● **What the task requires**
Check every line of the material below, and show those that contain "newly".
◇ ◇ ◇ ◇ ◇ ◇ ◇
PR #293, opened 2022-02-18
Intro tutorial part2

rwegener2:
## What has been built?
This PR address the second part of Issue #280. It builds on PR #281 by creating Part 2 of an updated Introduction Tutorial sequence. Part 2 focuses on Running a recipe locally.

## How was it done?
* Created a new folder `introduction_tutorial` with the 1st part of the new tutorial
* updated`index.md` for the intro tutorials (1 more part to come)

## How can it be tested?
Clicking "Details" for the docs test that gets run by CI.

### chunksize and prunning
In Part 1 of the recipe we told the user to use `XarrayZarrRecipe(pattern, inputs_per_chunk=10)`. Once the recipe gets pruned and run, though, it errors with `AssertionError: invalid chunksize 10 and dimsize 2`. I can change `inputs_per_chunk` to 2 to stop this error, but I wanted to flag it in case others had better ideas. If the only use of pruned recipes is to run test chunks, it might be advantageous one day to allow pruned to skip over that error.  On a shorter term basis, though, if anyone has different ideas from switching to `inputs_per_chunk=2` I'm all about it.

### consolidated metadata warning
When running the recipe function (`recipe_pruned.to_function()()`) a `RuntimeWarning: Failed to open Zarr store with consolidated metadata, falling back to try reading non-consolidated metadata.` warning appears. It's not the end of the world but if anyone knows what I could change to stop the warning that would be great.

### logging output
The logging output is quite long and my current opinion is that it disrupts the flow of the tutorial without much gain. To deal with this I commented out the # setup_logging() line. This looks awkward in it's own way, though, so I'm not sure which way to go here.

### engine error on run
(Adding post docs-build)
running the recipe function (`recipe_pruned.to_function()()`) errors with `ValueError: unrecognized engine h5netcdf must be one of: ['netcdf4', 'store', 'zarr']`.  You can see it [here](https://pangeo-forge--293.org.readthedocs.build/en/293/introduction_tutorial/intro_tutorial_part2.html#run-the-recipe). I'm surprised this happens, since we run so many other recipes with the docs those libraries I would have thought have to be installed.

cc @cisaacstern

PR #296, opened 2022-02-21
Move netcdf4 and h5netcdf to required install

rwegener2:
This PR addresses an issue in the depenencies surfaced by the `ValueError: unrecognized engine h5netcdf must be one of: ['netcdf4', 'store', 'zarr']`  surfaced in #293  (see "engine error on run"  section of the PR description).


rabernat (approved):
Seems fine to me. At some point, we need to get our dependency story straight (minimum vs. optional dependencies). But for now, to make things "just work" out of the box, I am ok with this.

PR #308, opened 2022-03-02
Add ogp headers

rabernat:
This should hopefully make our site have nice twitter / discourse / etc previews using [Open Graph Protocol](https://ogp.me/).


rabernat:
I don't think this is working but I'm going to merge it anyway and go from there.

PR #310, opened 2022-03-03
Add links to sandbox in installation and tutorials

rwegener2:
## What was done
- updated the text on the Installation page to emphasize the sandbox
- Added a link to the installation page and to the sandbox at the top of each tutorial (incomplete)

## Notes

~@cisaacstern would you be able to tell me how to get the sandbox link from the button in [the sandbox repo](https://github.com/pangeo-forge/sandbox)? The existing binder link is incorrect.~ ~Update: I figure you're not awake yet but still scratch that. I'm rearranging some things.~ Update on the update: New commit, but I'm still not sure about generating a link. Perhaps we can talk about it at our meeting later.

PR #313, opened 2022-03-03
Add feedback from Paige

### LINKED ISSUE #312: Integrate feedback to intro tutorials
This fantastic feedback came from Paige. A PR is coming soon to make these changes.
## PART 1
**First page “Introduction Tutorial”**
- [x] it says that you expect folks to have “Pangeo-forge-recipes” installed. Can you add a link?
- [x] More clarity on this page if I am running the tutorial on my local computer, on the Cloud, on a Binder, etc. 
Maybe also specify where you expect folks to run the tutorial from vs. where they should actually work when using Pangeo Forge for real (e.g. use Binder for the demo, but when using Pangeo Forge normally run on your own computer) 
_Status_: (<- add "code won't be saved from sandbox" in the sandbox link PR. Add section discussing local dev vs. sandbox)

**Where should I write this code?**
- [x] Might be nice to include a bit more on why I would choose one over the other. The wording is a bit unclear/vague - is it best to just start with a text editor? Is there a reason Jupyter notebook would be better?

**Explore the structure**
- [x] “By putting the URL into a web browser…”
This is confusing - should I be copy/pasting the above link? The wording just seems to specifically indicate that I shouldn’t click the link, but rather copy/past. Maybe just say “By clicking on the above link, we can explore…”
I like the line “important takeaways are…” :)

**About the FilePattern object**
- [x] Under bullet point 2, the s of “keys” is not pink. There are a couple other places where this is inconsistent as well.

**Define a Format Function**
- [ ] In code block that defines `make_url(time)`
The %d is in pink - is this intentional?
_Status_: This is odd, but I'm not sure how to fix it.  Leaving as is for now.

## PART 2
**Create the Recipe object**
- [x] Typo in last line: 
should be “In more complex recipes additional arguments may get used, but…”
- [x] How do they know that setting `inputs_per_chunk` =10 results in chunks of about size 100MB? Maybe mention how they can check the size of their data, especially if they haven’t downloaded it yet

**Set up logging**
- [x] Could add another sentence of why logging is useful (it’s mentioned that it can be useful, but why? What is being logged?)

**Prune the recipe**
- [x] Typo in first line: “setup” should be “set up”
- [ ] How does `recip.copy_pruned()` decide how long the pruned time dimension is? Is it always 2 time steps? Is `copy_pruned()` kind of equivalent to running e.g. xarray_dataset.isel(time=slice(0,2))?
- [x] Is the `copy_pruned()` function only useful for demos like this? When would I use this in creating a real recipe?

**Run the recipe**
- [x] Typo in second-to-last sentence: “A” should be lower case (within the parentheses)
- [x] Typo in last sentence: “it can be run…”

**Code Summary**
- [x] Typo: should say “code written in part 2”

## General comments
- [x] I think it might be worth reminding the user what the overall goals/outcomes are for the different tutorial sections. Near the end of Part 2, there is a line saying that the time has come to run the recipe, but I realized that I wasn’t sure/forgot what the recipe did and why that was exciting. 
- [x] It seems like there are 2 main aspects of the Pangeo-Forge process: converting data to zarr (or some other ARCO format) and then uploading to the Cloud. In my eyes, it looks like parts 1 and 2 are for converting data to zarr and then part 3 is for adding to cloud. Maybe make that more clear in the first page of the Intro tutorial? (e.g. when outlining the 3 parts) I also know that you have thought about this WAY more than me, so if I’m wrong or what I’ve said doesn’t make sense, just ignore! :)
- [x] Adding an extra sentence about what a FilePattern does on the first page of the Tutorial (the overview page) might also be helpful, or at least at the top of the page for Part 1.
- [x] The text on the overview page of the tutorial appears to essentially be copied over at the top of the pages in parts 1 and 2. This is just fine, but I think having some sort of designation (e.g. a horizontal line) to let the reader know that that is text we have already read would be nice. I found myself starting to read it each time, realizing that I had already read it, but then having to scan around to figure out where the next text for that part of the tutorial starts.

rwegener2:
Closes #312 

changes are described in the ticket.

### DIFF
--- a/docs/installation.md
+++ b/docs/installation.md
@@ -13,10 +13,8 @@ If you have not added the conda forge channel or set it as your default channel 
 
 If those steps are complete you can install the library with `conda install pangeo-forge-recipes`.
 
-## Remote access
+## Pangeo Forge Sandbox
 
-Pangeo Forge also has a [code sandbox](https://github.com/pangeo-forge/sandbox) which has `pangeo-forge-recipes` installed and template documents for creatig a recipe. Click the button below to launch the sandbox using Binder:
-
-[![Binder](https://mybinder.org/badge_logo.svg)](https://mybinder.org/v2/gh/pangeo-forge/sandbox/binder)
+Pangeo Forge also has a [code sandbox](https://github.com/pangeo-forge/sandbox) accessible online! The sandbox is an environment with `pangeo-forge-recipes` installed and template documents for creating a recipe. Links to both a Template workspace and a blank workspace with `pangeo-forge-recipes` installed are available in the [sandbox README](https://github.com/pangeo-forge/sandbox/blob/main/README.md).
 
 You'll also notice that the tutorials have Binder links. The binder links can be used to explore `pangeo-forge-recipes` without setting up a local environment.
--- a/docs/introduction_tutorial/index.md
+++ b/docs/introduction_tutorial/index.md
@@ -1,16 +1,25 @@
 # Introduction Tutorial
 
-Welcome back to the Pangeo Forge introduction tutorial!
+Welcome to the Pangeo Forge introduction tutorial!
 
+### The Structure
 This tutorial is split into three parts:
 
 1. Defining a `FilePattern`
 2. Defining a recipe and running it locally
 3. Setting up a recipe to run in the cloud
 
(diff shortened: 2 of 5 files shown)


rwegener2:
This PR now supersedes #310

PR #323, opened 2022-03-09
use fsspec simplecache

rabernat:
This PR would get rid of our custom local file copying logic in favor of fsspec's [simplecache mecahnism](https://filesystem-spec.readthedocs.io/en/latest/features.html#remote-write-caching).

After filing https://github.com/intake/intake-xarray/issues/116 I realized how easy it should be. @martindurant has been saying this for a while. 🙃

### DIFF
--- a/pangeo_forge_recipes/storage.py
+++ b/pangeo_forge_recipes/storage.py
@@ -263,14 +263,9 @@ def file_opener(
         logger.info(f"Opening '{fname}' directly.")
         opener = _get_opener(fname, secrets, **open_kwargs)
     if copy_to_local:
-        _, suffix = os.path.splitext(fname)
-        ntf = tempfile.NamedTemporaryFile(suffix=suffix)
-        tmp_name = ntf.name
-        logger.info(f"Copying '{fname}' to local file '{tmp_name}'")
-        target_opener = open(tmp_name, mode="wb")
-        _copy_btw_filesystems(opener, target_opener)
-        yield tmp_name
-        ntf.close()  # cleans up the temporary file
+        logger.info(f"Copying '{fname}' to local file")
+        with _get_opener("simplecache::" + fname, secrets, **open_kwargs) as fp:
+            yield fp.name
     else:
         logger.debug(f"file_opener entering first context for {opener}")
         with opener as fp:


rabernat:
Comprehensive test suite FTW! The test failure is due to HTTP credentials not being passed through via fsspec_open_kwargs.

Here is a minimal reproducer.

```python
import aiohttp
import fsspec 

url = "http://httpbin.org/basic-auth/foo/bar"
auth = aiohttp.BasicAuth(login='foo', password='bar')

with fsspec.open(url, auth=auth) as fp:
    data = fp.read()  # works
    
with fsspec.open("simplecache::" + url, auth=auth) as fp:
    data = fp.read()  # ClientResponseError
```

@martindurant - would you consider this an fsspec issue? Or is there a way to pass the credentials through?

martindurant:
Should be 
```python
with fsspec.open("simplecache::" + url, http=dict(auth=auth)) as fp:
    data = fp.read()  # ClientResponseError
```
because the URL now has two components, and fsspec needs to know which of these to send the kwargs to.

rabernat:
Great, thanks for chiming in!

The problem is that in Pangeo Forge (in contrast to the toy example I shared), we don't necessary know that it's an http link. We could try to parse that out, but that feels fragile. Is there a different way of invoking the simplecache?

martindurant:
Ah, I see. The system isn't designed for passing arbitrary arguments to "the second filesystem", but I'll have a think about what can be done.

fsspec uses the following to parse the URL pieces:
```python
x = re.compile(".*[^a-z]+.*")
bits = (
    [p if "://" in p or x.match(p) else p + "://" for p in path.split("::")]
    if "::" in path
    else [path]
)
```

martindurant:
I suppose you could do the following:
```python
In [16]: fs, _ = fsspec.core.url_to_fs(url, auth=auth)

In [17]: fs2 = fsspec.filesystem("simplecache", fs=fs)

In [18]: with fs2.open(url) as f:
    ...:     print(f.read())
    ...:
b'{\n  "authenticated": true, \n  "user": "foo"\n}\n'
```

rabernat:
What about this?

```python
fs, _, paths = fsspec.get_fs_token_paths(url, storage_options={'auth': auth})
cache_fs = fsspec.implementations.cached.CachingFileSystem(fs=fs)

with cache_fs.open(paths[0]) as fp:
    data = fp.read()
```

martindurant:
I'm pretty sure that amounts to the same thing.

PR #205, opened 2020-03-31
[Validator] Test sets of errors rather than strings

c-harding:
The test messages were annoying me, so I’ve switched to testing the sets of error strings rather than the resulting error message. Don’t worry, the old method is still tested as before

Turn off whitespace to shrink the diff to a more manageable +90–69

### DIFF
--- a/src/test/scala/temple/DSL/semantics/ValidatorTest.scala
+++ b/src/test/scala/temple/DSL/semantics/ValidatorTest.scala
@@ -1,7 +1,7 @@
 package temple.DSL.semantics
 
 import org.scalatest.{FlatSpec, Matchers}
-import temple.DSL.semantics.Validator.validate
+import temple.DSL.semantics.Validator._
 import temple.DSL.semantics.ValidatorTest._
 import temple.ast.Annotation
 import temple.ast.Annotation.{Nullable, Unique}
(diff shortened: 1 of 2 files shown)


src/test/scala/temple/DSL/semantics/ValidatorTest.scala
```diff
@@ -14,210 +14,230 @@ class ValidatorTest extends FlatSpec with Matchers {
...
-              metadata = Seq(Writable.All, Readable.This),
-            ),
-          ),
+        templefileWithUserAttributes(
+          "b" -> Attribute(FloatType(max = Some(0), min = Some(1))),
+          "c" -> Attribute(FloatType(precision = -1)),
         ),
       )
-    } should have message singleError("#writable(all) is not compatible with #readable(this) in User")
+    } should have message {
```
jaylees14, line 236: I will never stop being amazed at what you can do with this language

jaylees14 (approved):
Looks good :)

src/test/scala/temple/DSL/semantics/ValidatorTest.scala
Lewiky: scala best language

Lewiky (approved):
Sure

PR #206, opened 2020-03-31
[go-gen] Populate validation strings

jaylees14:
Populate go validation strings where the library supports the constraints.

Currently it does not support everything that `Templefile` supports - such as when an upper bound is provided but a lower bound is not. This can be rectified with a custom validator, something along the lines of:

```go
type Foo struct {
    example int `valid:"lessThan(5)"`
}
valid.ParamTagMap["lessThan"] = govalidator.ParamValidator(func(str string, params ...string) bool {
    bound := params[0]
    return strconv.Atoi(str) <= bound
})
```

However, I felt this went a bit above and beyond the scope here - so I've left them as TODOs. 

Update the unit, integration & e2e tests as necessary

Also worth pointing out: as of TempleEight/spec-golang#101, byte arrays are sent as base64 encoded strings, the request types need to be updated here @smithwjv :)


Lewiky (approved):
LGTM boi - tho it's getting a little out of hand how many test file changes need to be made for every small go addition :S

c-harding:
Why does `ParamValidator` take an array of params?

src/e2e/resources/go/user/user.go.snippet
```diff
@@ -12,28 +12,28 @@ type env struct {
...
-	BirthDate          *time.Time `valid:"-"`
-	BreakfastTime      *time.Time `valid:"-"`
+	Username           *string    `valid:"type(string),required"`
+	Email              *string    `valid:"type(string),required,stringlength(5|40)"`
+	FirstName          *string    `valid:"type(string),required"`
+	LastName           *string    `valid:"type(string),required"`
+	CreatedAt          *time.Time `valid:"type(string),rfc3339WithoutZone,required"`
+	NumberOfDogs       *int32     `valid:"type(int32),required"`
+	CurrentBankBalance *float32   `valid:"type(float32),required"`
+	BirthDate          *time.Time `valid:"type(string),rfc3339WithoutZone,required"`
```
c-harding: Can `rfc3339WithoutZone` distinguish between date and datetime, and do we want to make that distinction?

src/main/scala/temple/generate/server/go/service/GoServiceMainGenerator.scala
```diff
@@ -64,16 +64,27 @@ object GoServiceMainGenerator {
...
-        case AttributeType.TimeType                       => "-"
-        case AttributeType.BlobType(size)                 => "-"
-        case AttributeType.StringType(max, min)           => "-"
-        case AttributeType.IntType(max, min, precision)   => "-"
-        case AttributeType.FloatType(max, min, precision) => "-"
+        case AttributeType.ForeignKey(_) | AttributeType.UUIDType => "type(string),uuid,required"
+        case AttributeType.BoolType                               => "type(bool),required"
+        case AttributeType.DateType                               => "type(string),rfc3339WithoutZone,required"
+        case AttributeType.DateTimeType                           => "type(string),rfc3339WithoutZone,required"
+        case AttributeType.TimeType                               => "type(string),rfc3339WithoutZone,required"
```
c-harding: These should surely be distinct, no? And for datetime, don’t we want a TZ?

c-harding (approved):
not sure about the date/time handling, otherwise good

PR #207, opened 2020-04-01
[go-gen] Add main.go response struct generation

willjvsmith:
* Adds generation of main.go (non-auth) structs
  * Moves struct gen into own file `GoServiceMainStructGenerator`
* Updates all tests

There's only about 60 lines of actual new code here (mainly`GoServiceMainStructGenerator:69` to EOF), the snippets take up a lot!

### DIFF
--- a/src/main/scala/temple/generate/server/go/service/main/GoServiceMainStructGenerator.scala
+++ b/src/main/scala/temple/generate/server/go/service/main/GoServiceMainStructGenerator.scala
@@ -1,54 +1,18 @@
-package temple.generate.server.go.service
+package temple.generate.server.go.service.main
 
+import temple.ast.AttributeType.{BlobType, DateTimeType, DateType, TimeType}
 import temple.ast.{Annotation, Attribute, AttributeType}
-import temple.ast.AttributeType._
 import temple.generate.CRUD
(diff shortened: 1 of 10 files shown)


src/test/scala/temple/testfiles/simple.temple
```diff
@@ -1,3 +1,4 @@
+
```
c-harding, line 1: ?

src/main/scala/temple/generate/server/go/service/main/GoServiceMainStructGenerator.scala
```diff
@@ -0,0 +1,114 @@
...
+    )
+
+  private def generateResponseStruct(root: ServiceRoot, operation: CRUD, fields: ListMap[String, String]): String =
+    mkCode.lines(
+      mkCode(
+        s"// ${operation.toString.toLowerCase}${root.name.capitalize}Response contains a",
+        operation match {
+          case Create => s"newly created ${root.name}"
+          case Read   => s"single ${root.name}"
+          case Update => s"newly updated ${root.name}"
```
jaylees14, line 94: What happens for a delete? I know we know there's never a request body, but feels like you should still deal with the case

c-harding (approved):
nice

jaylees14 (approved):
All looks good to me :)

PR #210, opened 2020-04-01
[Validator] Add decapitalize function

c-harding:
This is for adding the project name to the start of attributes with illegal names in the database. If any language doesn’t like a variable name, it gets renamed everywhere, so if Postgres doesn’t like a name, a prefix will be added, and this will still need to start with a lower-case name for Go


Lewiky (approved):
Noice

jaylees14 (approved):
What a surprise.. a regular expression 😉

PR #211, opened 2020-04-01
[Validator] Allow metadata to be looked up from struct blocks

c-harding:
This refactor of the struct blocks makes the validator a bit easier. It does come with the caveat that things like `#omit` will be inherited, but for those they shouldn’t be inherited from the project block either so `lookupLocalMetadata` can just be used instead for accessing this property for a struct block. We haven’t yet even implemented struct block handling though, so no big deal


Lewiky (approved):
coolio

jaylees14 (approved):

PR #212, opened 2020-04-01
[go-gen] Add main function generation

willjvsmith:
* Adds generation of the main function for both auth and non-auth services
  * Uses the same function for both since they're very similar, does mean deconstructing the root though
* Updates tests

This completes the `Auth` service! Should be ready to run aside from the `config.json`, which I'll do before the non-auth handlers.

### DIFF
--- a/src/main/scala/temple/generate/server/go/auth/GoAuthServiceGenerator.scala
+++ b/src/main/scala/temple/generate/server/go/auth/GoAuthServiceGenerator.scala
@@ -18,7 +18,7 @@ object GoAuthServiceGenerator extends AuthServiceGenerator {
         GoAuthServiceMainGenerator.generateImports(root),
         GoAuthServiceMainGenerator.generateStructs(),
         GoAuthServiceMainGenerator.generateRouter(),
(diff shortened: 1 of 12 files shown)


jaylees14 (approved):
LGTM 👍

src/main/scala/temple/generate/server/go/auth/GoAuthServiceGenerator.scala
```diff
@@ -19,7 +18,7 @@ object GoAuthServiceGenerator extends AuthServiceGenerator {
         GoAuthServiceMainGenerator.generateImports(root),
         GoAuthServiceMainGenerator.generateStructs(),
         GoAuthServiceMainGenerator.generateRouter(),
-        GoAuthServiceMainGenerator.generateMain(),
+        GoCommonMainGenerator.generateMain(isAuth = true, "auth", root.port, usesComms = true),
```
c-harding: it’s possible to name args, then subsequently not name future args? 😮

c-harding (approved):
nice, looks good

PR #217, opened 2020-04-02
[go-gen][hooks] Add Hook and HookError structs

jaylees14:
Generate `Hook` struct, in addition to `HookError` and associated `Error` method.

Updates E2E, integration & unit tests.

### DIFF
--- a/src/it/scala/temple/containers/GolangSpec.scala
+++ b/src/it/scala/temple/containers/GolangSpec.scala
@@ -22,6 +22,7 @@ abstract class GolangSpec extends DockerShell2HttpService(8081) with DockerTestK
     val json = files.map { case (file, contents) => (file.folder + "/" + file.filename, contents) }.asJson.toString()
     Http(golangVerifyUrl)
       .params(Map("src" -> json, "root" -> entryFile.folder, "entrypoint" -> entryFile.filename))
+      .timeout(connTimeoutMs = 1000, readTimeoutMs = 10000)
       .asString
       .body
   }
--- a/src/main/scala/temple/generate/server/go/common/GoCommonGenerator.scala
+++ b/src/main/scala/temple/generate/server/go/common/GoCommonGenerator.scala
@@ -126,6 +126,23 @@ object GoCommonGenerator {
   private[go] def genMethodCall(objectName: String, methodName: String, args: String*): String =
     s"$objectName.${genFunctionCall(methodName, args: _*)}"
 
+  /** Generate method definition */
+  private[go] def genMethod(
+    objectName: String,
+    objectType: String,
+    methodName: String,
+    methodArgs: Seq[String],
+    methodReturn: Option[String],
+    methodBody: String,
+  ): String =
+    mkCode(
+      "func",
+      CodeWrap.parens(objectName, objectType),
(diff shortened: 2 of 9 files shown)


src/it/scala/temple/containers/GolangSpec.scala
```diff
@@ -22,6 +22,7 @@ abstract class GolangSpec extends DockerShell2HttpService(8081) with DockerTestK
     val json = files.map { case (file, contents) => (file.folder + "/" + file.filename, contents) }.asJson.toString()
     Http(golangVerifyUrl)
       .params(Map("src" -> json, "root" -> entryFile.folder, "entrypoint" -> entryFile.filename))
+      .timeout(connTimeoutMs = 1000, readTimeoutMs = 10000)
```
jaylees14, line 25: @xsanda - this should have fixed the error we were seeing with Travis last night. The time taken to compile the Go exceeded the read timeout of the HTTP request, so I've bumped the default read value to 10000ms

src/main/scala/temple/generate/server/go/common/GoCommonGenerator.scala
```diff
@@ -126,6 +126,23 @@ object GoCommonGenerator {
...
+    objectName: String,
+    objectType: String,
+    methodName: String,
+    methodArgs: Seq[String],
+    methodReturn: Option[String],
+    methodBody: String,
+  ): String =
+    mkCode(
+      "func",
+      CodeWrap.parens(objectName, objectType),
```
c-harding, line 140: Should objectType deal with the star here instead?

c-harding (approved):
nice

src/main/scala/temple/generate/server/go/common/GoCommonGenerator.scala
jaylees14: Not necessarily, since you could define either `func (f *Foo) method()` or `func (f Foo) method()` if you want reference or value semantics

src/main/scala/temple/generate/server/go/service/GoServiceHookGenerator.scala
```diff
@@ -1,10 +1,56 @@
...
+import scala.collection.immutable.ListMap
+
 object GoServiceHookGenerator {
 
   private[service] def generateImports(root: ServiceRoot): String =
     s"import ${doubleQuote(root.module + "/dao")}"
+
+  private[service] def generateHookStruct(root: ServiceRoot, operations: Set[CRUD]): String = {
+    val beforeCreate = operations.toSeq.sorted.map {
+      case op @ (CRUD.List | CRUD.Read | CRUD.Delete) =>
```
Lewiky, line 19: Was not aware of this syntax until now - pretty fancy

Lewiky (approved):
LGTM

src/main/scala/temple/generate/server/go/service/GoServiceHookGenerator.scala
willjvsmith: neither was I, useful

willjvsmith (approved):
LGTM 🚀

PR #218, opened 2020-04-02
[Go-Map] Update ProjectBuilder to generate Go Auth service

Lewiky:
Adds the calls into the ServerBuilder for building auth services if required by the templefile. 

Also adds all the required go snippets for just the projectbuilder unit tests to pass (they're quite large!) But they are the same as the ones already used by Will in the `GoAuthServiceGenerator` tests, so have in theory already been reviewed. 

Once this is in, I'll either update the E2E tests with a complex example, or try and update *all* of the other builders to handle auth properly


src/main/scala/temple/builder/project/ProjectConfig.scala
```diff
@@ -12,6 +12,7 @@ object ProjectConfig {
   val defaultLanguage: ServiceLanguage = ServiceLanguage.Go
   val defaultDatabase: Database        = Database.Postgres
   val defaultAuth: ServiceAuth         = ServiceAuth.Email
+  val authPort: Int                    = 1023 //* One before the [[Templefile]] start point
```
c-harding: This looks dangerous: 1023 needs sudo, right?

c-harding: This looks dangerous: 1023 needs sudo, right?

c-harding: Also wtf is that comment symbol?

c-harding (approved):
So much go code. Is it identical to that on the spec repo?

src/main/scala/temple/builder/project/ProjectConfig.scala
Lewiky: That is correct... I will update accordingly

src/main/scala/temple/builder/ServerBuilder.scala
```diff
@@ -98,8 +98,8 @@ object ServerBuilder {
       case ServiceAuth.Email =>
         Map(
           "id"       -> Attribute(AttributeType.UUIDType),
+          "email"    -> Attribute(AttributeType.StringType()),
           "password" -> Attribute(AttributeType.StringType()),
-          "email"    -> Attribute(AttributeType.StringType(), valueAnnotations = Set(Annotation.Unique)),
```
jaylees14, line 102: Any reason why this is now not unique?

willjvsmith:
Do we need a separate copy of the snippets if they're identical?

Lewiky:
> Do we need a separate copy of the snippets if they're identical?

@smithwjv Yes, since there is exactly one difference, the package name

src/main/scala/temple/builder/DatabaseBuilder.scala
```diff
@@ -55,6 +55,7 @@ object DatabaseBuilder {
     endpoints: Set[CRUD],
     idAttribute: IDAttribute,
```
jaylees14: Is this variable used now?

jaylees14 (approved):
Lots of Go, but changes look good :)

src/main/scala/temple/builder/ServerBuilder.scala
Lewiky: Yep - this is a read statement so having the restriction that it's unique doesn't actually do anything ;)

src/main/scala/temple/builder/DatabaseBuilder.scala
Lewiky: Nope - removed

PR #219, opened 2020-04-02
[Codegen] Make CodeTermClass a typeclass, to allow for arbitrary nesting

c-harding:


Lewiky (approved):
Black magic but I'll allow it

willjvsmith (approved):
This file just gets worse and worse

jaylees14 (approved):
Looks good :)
◇ ◇ ◇ ◇ ◇ ◇ ◇
● **Exercise answer**
+          case Create => s"newly created ${root.name}"
+          case Update => s"newly updated ${root.name}"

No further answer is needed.